PR #221, opened 2021-01-21
WIP prototype for channels in Substrate

vgeddes:
WIP prototype for channels in Substrate

Added some half-baked prototype code to show how we can model channels. Doesn't compile and still needs more things implemented. But it shows the overall idea.

Inspired by the message lane concept in parity-bridges-common (See https://github.com/paritytech/parity-bridges-common/blob/master/modules/message-lane/src/inbound_lane.rs for example).

Channels are represented as plain structs with attached methods (ie no pallets). Using some fancy storage logic, persistent data (nonces, etc) is stored in the bridge module.

For simplicitly of implementation:
* All code is in the bridge module instead of being spread out over multiple pallets
* Fixed number of channels:
  * 1 pair of outbound channels (basic and incentivized),
  * 1 pair of inbound channels (basic and incentivized).
* Each channel pair shares the same persistent storage area.

Have renamed SendChannel/ReceiveChannel concepts to OutboundChannel/InboundChannel.

Of course open to all ideas and discussion points on the above.

### DIFF
--- a/parachain/pallets/bridge/src/lib.rs
+++ b/parachain/pallets/bridge/src/lib.rs
@@ -31,17 +31,18 @@ use sp_runtime::RuntimeDebug;
 use codec::{Encode, Decode}
 
 use artemis_core::{AppId, Application, Message, Verifier};
+use primitives::{self, ChannelId, InboundChannel, OutboundChannel};
 
-use primitives::{self, ChannelId, MessageNonce};
+use inbound_channel::make_inbound_channel;
+use outbound_channel::make_outbound_channel;
 
 pub mod primitives;
 pub mod inbound_channel;
+pub mod outbound_channel;
 
 pub trait ApplicationRegistry {
-
 	fn iter() -> Iterator<Application>;
 }
-
 pub trait Config: system::Config {
 	type Event: From<Event> + Into<<Self as system::Config>::Event>;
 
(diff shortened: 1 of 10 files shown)


musnit:
> Have renamed SendChannel/ReceiveChannel concepts to OutboundChannel/InboundChannel.
lol we just renamed them from out/in to send/receive based on last ethereum PR

vgeddes:
> > Have renamed SendChannel/ReceiveChannel concepts to OutboundChannel/InboundChannel.
> > lol we just renamed them from out/in to send/receive based on last ethereum PR

Sorry!  😃

parachain/pallets/bridge/src/lib.rs
```diff
@@ -24,32 +26,75 @@ use frame_system::{self as system, ensure_signed};
...
 	}
 }
 
-decl_event!(
+decl_event! {
     /// Events for the Bridge module.
 	pub enum Event {
+
+		/// Message accepted for delivery to Ethereum
+		MessageAccepted(ChannelId, Option<MessageNonce>)
```
vgeddes, line 95: Parity-bridges-common also emits a `MessageDelivered` if the Ethereum side actually got the message. Pretty neat!

parachain/pallets/bridge/src/lib.rs
```diff
@@ -65,28 +110,32 @@ decl_module! {
...
-		pub fn submit(origin, app_id: AppId, message: Message) -> DispatchResult {
+		pub fn submit(origin, channel_id: ChannelId, message: Message) -> DispatchResult {
 			let who = ensure_signed(origin)?;
 
-			// TODO: move replay protection here
+			// Construct channel object from storage
+			let channel = Self::get_inbound_channel(channel_id);
+
+			// Design choices:
+			//   Do verification and then submit to channel?
```
musnit, line 121: there needs to be some verification inside the channel, for example, the receiving channel needs to verify the smart contract address of the sending channel to make sure it comes from a trusted source. i think maybe all the verification could go in the channel even?

parachain/pallets/eth-app/src/lib.rs
```diff
@@ -85,7 +87,7 @@ decl_module! {
 		// Users should burn their holdings to release funds on the Ethereum side
 		// TODO: Calculate weights
 		#[weight = 0]
-		pub fn burn(origin, recipient: H160, amount: U256) -> DispatchResult {
+		pub fn burn(origin, channel_id: ChannelId, recipient: H160, amount: U256, ) -> DispatchResult {
```
vgeddes, line 90: actually users will Specify a more higher-level `DeliveryOptions` parameter instead of channel_id

musnit: lets just keep it simple and get it working and we can improve things after :)

parachain/pallets/bridge/src/lib.rs
musnit: you mean on the ethereum smart contract? or where? link?

vgeddes: Here we go: https://github.com/paritytech/parity-bridges-common/blob/master/modules/message-lane/src/lib.rs#L212

musnit: oh, yeh that's with a delivery confirmation flow too - our design doesn't rely on this or want/need this

vgeddes: In theory could be implemented like this: We just need the ReceiveChannel on the Ethereum side ask its SendChannel sibling to send some kind of "message delivered" control message across the bridge.

Of course this is a nice-to-have and can wait till after we've delivered.

musnit: yes but it's not useful/valuable at all in our current design, so not even a nice-to-have.

for alternative designs/setups, yes it could be added as such

parachain/pallets/eth-app/src/lib.rs
vgeddes: fine with me :+1:

parachain/pallets/bridge/src/lib.rs
vgeddes: Have removed `MessageAccepted`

ABOUT THIS EXERCISE. Go through the listing above and restate it word for word.

YOUR RESPONSE.
PR #221, opened 2021-01-21
WIP prototype for channels in Substrate

vgeddes:
WIP prototype for channels in Substrate

Added some half-baked prototype code to show how we can model channels. Doesn't compile and still needs more things implemented. But it shows the overall idea.

Inspired by the message lane concept in parity-bridges-common (See https://github.com/paritytech/parity-bridges-common/blob/master/modules/message-lane/src/inbound_lane.rs for example).

Channels are represented as plain structs with attached methods (ie no pallets). Using some fancy storage logic, persistent data (nonces, etc) is stored in the bridge module.

For simplicitly of implementation:
* All code is in the bridge module instead of being spread out over multiple pallets
* Fixed number of channels:
  * 1 pair of outbound channels (basic and incentivized),
  * 1 pair of inbound channels (basic and incentivized).
* Each channel pair shares the same persistent storage area.

Have renamed SendChannel/ReceiveChannel concepts to OutboundChannel/InboundChannel.

Of course open to all ideas and discussion points on the above.

### DIFF
--- a/parachain/pallets/bridge/src/lib.rs
+++ b/parachain/pallets/bridge/src/lib.rs
@@ -31,17 +31,18 @@ use sp_runtime::RuntimeDebug;
 use codec::{Encode, Decode}
 
 use artemis_core::{AppId, Application, Message, Verifier};
+use primitives::{self, ChannelId, InboundChannel, OutboundChannel};
 
-use primitives::{self, ChannelId, MessageNonce};
+use inbound_channel::make_inbound_channel;
+use outbound_channel::make_outbound_channel;
 
 pub mod primitives;
 pub mod inbound_channel;
+pub mod outbound_channel;
 
 pub trait ApplicationRegistry {
-
 	fn iter() -> Iterator<Application>;
 }
-
 pub trait Config: system::Config {
 	type Event: From<Event> + Into<<Self as system::Config>::Event>;
 
(diff shortened: 1 of 10 files shown)


musnit:
> Have renamed SendChannel/ReceiveChannel concepts to OutboundChannel/InboundChannel.
lol we just renamed them from out/in to send/receive based on last ethereum PR

vgeddes:
> > Have renamed SendChannel/ReceiveChannel concepts to OutboundChannel/InboundChannel.
> > lol we just renamed them from out/in to send/receive based on last ethereum PR

Sorry!  😃

parachain/pallets/bridge/src/lib.rs
```diff
@@ -24,32 +26,75 @@ use frame_system::{self as system, ensure_signed};
...
 	}
 }
 
-decl_event!(
+decl_event! {
     /// Events for the Bridge module.
 	pub enum Event {
+
+		/// Message accepted for delivery to Ethereum
+		MessageAccepted(ChannelId, Option<MessageNonce>)
```
vgeddes, line 95: Parity-bridges-common also emits a `MessageDelivered` if the Ethereum side actually got the message. Pretty neat!

parachain/pallets/bridge/src/lib.rs
```diff
@@ -65,28 +110,32 @@ decl_module! {
...
-		pub fn submit(origin, app_id: AppId, message: Message) -> DispatchResult {
+		pub fn submit(origin, channel_id: ChannelId, message: Message) -> DispatchResult {
 			let who = ensure_signed(origin)?;
 
-			// TODO: move replay protection here
+			// Construct channel object from storage
+			let channel = Self::get_inbound_channel(channel_id);
+
+			// Design choices:
+			//   Do verification and then submit to channel?
```
musnit, line 121: there needs to be some verification inside the channel, for example, the receiving channel needs to verify the smart contract address of the sending channel to make sure it comes from a trusted source. i think maybe all the verification could go in the channel even?

parachain/pallets/eth-app/src/lib.rs
```diff
@@ -85,7 +87,7 @@ decl_module! {
 		// Users should burn their holdings to release funds on the Ethereum side
 		// TODO: Calculate weights
 		#[weight = 0]
-		pub fn burn(origin, recipient: H160, amount: U256) -> DispatchResult {
+		pub fn burn(origin, channel_id: ChannelId, recipient: H160, amount: U256, ) -> DispatchResult {
```
vgeddes, line 90: actually users will Specify a more higher-level `DeliveryOptions` parameter instead of channel_id

musnit: lets just keep it simple and get it working and we can improve things after :)

parachain/pallets/bridge/src/lib.rs
musnit: you mean on the ethereum smart contract? or where? link?

vgeddes: Here we go: https://github.com/paritytech/parity-bridges-common/blob/master/modules/message-lane/src/lib.rs#L212

musnit: oh, yeh that's with a delivery confirmation flow too - our design doesn't rely on this or want/need this

vgeddes: In theory could be implemented like this: We just need the ReceiveChannel on the Ethereum side ask its SendChannel sibling to send some kind of "message delivered" control message across the bridge.

Of course this is a nice-to-have and can wait till after we've delivered.

musnit: yes but it's not useful/valuable at all in our current design, so not even a nice-to-have.

for alternative designs/setups, yes it could be added as such

parachain/pallets/eth-app/src/lib.rs
vgeddes: fine with me :+1:

parachain/pallets/bridge/src/lib.rs
vgeddes: Have removed `MessageAccepted`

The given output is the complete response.